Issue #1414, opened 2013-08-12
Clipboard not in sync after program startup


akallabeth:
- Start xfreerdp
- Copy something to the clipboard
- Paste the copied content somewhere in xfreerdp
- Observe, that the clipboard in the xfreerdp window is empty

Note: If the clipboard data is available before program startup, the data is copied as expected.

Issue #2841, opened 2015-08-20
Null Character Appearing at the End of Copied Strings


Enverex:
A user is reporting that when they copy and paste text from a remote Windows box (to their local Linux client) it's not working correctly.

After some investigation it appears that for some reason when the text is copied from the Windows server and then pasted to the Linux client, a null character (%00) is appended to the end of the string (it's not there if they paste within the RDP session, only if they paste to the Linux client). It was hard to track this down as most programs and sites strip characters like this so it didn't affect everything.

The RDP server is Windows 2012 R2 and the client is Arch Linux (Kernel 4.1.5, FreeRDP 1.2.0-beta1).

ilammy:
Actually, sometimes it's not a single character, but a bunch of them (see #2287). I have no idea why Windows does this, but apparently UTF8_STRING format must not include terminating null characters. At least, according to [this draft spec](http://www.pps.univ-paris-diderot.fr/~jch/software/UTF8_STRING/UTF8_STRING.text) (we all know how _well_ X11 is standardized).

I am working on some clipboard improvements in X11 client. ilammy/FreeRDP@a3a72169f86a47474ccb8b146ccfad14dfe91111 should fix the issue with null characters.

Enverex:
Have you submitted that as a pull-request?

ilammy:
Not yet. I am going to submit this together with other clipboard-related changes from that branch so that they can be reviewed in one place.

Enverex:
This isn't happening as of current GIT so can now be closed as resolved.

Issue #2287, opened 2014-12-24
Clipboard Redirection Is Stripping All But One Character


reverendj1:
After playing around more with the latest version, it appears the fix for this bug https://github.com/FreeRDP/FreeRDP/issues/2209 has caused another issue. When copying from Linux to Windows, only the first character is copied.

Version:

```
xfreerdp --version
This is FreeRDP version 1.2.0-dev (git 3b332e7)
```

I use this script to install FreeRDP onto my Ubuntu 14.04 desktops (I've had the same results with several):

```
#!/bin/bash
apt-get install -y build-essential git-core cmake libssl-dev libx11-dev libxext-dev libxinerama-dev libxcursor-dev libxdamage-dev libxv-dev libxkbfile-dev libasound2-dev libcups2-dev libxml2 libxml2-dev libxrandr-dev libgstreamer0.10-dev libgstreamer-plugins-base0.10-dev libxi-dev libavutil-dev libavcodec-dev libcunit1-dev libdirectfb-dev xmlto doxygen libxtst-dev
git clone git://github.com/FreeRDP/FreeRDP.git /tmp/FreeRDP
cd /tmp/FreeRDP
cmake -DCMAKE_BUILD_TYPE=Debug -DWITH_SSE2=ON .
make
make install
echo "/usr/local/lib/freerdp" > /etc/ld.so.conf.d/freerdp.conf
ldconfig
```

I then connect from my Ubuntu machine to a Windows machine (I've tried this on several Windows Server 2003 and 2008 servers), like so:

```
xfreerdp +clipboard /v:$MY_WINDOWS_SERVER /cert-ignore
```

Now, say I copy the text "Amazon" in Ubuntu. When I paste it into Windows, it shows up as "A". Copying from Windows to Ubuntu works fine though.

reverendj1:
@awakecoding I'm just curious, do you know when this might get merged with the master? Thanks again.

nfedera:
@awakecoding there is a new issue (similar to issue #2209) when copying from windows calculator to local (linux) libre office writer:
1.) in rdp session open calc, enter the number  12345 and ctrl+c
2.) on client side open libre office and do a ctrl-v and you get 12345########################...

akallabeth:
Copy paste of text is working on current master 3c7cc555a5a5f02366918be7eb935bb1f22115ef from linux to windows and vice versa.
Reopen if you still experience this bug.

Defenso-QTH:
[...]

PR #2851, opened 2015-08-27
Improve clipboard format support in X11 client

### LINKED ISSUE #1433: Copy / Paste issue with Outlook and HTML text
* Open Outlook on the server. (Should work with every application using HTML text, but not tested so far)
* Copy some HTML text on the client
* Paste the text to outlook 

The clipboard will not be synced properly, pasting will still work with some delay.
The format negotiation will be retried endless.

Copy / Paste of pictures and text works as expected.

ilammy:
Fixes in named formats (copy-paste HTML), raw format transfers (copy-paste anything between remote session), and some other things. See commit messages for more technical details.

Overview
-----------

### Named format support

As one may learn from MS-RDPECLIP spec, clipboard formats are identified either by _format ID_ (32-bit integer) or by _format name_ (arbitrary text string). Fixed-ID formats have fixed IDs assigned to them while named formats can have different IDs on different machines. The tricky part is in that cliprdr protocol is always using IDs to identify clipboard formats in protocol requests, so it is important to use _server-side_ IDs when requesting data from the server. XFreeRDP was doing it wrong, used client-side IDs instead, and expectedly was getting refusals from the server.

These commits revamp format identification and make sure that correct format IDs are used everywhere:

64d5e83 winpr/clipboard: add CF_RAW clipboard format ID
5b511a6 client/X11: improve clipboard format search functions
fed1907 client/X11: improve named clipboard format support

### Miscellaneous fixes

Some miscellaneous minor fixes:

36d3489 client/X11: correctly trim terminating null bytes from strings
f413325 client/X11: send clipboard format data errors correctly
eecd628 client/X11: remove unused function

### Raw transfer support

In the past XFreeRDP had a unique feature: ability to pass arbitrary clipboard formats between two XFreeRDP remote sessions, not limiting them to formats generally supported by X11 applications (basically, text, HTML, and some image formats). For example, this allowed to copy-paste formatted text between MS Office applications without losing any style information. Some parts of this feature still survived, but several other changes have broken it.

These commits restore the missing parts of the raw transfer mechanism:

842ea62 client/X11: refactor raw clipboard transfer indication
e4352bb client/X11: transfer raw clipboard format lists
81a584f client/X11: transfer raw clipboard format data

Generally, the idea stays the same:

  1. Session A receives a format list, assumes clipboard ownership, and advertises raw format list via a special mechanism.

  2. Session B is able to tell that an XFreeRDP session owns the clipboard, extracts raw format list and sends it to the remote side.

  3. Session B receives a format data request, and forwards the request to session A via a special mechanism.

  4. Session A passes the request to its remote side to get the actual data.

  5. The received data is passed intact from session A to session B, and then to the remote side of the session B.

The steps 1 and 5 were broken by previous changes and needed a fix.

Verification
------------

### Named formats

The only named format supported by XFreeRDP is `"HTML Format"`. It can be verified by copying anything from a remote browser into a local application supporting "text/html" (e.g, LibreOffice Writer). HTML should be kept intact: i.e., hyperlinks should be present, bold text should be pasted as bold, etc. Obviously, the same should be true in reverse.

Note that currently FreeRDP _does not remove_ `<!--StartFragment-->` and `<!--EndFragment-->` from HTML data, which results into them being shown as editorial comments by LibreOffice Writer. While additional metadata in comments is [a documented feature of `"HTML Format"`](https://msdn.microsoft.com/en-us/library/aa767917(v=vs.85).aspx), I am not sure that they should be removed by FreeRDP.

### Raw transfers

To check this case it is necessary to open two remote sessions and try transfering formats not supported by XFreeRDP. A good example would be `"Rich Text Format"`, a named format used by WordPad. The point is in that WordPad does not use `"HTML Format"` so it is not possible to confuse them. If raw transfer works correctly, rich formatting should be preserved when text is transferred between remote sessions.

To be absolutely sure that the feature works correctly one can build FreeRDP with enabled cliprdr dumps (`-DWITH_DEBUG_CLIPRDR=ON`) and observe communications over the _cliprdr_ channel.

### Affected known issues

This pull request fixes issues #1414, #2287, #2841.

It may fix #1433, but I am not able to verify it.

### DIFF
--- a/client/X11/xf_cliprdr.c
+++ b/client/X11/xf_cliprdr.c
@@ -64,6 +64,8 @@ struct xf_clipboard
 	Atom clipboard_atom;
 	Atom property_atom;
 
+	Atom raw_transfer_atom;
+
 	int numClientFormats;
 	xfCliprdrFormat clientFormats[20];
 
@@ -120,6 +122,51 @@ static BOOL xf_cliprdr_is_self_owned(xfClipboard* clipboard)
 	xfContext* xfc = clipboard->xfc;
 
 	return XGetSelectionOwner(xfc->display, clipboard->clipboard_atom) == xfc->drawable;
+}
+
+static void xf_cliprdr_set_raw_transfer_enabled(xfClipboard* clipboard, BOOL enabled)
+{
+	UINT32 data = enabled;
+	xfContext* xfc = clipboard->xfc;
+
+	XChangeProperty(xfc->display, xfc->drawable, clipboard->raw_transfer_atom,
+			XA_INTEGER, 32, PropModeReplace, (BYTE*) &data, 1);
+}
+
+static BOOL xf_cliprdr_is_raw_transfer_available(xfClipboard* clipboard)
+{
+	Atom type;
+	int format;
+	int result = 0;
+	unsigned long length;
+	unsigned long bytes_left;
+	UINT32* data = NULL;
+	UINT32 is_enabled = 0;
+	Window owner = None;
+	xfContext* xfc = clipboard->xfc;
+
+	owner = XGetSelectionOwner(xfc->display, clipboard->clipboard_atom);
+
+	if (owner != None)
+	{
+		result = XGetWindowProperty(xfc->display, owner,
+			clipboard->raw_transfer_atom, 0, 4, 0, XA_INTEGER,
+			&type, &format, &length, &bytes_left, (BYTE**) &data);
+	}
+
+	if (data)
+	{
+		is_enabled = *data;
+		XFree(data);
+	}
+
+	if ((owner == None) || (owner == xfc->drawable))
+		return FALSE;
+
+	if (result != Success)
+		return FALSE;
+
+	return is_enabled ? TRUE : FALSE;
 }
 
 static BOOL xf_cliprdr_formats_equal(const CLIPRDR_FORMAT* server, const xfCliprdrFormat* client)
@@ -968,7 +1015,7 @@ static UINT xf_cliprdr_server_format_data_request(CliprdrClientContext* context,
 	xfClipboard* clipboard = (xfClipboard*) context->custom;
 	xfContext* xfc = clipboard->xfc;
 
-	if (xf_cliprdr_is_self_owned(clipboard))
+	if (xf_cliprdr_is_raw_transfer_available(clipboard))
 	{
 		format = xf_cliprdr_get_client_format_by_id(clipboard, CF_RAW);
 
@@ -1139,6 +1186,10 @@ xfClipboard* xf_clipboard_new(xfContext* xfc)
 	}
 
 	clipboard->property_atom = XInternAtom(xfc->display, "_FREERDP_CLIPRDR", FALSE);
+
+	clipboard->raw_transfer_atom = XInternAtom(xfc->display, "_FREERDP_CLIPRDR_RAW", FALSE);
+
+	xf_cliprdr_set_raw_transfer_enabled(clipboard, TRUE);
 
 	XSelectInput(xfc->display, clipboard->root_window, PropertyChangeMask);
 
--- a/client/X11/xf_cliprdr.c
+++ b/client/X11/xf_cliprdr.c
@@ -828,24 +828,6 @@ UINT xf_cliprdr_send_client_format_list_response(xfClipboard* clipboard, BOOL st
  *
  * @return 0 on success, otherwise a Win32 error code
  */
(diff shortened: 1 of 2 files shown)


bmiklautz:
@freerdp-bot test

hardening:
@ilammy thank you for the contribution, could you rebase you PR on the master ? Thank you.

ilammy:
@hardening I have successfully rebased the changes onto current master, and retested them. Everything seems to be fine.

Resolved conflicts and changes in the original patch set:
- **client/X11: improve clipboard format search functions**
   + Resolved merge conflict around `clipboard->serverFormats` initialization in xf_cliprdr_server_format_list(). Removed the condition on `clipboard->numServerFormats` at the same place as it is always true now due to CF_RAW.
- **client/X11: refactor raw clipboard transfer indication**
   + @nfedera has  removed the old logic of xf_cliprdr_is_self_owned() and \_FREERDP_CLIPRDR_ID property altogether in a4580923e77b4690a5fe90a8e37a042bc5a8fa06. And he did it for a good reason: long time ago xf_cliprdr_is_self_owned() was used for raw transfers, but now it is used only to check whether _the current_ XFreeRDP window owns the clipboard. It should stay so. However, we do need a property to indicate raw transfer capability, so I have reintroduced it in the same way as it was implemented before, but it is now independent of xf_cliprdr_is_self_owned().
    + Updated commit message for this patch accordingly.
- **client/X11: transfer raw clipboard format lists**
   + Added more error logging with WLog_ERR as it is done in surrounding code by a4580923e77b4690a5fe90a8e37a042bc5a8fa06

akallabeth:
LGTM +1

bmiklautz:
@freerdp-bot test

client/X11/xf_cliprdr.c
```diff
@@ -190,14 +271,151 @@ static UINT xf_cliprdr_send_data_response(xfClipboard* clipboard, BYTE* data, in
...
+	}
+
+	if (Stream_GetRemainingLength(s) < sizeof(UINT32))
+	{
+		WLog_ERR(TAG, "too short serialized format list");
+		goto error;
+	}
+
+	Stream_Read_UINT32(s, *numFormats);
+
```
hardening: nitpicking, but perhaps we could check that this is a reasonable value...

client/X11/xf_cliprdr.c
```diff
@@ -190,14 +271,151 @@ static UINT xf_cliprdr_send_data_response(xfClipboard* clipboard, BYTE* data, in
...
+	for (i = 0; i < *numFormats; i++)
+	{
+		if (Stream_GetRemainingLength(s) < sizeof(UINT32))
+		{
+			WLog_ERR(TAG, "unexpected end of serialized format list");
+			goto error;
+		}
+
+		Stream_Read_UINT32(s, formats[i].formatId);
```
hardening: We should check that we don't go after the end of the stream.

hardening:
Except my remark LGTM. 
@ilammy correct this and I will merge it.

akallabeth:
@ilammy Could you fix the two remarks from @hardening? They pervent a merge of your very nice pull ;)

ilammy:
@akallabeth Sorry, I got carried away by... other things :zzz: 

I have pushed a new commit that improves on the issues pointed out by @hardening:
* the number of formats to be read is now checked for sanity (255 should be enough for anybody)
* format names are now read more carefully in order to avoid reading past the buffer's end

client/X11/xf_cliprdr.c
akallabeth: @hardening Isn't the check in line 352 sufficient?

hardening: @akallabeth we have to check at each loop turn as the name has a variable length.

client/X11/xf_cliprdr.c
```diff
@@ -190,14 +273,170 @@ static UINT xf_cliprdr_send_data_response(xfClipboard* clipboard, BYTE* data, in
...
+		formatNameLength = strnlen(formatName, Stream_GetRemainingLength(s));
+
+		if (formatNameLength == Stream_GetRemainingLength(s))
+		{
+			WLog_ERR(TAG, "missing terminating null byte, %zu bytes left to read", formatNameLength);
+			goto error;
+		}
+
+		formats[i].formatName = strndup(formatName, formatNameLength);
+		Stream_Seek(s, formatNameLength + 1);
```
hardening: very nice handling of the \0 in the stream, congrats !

▸ TO DO:
Could you say how many lines in the listing contain the string "refactor"? Only the number, please.

▸ SOLUTION:
2